I may be a control freak, but... (long and venting, sorry!)

we're keeping the wedding small.  There are less than 100 people coming.  The only people who got plus ones were the engaged/married/living together couples and my MOH and BMs,  

MOH is my sister.  She is 19 and has been dating her boyfriend for two weeks.  I'm not his #1 fan...but she invited him to be her date to my wedding.  And stay at my parents house (my parents have asked my grandparents not to stay over...idk why she thought it would be ok to invite him to stay over when 1. my parents haven't met him and 2. she knows it will be stressful for Daddy to give me away, let alone have another guy in the house).  And I reiterate...it has been TWO WEEKS!!!

BM #1 has a bf.  They have been together for 2 years and I'm  happy to have him there.

BM#3 has been my problem BM.  We have been best friends since high school and saw each other when I came home from college.  She has some personal issues going on, which I have dealt with in the past.  She turned in her RSVP late and had a plus-one.  I texted (nicely) to ask who it was (the text said something like "saw you have a plus one! Who is the lucky guy?!") and she never responded. I haven't actually talked to her in over 2 weeks.  BM#1 is her roommate and said that she doesn't actualy HAVE a date yet; she's planning to meet someone on eHarmony and bring him.  I have no problem with finding dates online, but for a wedding?

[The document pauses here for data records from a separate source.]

PR #987, opened 2024-01-22
Restore TUI scrolling to old behavior

hasufell:
@lsmor 

As discussed: https://github.com/haskell/ghcup-hs/pull/850#issuecomment-1903553150

### DIFF
--- a/app/ghcup/BrickMain.hs
+++ b/app/ghcup/BrickMain.hs
@@ -11,6 +11,7 @@
 {-# LANGUAGE MultiParamTypeClasses #-}
 {-# LANGUAGE TemplateHaskell   #-}
 {-# LANGUAGE BangPatterns #-}
+{-# LANGUAGE ViewPatterns          #-}
 
 module BrickMain where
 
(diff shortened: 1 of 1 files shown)


lsmor:
I think this does not recovers completelly old behaviour since it jumps if the section below doesn't fit on the screen

hasufell:
> I think this does not recovers completelly old behaviour since it jumps if the section below doesn't fit on the screen

It doesn't jump here:

Peek 2024-01-22 22-42

app/ghcup/BrickMain.hs
```diff
@@ -202,41 +204,42 @@ handleGenericListEvent (VtyEvent ev) = do
...
-                                in  (acc_widget <=> new_widget, acc_off + new_off)
-                                )
-                (Brick.emptyWidget, 0)
-                elms
-        Brick.render $  Brick.viewport sl_name Brick.Vertical $ Brick.translateBy (Brick.Location (0, min 0 (limit-off))) widget
+renderSectionList renderElem sectionFocus ge@(GenericSectionList focus elms slName) =
+    Brick.Widget Brick.Greedy Brick.Greedy $ Brick.render $ Brick.viewport slName Brick.Vertical $
+      V.ifoldl' (\(!accWidget) !i list ->
+                      let hasFocusList = sectionIsFocused list
+                          makeVisible = if hasFocusList then Brick.visibleRegion (Brick.Location (c, r)) (1, 1) else id
```
hasufell, line 216: Here's the trick: we compute `r` (the row-location relative to the current element) based on the focused element of the focused section (see below)

```hs
  -- compute the location to focus on within the active section
  (c, r) :: (Int, Int) = case sectionListSelectedElement ge of
                           Nothing -> (0, 0)
                           Just (selElIx, _) -> (0, selElIx)
```

And then use the smallest possible dimension to focus on `(1, 1)`.

lsmor:
> It doesn't jump here:

Probably somthing weird with the vscode terminal. It doesn't jump on gnome's. In case you wonder It was a little bit easier to do, since in the version at #850 the row-location was already calculated in the variable `off`. By using the trick of minimizing the display area `(1,1)` you can use `visibleRegion` to push a request visibility for the current row

```haskell
renderSectionList render_elem section_focus (GenericSectionList focus elms sl_name) =
    Brick.Widget Brick.Greedy Brick.Greedy $ do
        c <- Brick.getContext
        let -- A section is focused if the whole thing is focused, and the inner list has focus
            section_is_focused l = section_focus && (Just (L.listName l) == F.focusGetCurrent focus)
            s_idx = fromMaybe 0 $ V.findIndex section_is_focused elms
            render_inner_list has_focus l = Brick.vLimit (length l) $ L.renderList (\b -> render_elem (b && has_focus)) has_focus l
            (widget, off) = 
                V.ifoldl' (\wacc i list ->
                                let has_focus_list = section_is_focused list
                                    (!acc_widget, !acc_off) = wacc
                                    new_widget = if i == 0 
                                                 then render_inner_list has_focus_list list
                                                 else hBorder <=> render_inner_list has_focus_list list
                                    new_off 
                                        | i < s_idx  = 1 + L.listItemHeight list * length list 
                                        | i == s_idx = 1 + L.listItemHeight list * fromMaybe 0 (L.listSelected list)
                                        | otherwise  = 0
                                in  (acc_widget <=> new_widget, acc_off + new_off)
                                )
                (Brick.emptyWidget, 0)
                elms
        Brick.render 
          $ Brick.viewport sl_name Brick.Vertical
          -- This is the only change needed. for some reason off isn't enoughm, but off-1 does the job
          $ Brick.visibleRegion (Brick.Location (0, off - 1)) (1,1) widget
```

hasufell:
> the row-location was already calculated in the variable off

That's the row-location across all sections afaiu, not just the currently active section. I think we don't need that calculation anymore, since we're not translating across all sections.

hasufell:
@lsmor can you accept the  repo acces invite so I can add you as reviewer?

app/ghcup/BrickMain.hs
lsmor: Honestly, I'm quite puzzled that this works... hahaha afaiu `(c,r)` are relative to the inner section, so when we call `Brick.visibleRegion (Location (c, r)) ...` it sends a visibility request to the outter viewport (a viewport for the whole section-list) using the coordinates of the inner section... Any case, It works and it is very clear

lsmor (approved):

runeksvendsen (approved):
I'm not convinced it would make sense for me to spend time reading and understanding the code, so I just compiled and ran the TUI locally, and can confirm that it fixes the issue in question.

hasufell:
I dropped the whitespace commit

PR #272, opened 2019-04-11
Updated compose in template to return an explicit Screen

### LINKED ISSUE #270: [swift] Update templates to have compose return a typed screen, instead of `Screen`
The templates currently have compose being defined as:
`func compose(state: Workflow.State, context: WorkflowContext<Workflow>) -> Screen`

This is no longer valid, as we must return an explicitly typed screen as of:
https://github.com/square/workflow/pull/200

I'm skeptical (bc for the past 8 months she has had TERRIBLE eHarmony dates)  The other issue I had was that her BM dress did NOT match my description.  I asked her to send pics before she bought a dress, but she did not.  When I saw it (online) I didn't think it worked for being in a wedding...it looks more like something you would wear to a wedding.  I very politely suggested that we shop to see if there was something she might like better because that didn't fit my vision of "cocktail dress" and she got really upset and said for me to just take her out of the bridal party if it was going to mess up my pictures (not at ALL what I said!)  I finally consented and let her keep the dress...it looked a little better in person and she's not who they'll be looking at anyways.

My wedding is 15 days away.  Am I a bridezilla to not really want BF of 2 weeks and eHarmony dude to be in wedding pictures?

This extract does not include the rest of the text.